In Beldaur, women from multiple Self-Help Groups in Sukhaybasa village claimed they were denied benefits after refusing to pay a “nazarana” (offering or bribe) of 1,000 rupees per member to a Jeevika employee.
Prevent the misuse of “money of the taxpayers” and protect the “sacrosanct fundamental right of fair election
The petitioner, states that he has no “personal interest” in the case and is acting in the public interest to prevent the misuse of “money of the taxpayers” and protect the “sacrosanct fundamental right of fair election”.
The PIL prayed High Court to issue several directions:
- Stop further payments: an order directing the State of Bihar, the RDD, and JEEVIKA to “immediately cease and desist” from all further fund disbursements under the MMRY scheme until the election process is concluded.
- Enforce the MCC: a direction for the Election Commission of India (ECI) to take “prompt, decisive, and mandatory action” against the state for the “egregious breach” of the Model Code of Conduct.

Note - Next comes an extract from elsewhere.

Issue #16433, opened 2019-08-23
Windows x86 hits assert in trampoline when using OP_NOT_REACHED in some scenarios.


lateralusX:
When running xunit corelib tests we hit the following assert (more likely on 32-bit coop suspend):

The PIL also notes the ECI’s alleged “failure to act” on a formal complaint filed by RJD Leader Shri Manoj Jha on October 31, 2025.

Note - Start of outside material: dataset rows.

PR #16478, opened 2019-08-26
Map OP_NOT_REACHED to OP_BREAK, similar to C abort().

jaykrell:
Alternative to https://github.com/mono/mono/pull/16476.
Only for x86/amd64, should be for all.


SamMonoRT:
@jaykrell @vargaz  - any update ?

jaykrell:
It seems like this would improve a fragility in the system, where OP_NOT_REACHED leads to corner cases. Handling it this way might simplify elsewhere.
i.e. https://github.com/mono/mono/pull/16476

- Investigate corruption: an order to constitute an “Independent Fact-Finding Committee” to inquire into the scheme’s verification process, the delegation of authority to CMs, and the “widespread allegations of illegal demands, corruption, and bribery”.
- Demand records: a direction for the state to file a “detailed Compliance Affidavit” providing all original administrative records, including a complete list of beneficiaries sanctioned before the MCC was enforced (October 6, 2025) and a separate list of all beneficiaries who received payments after that date.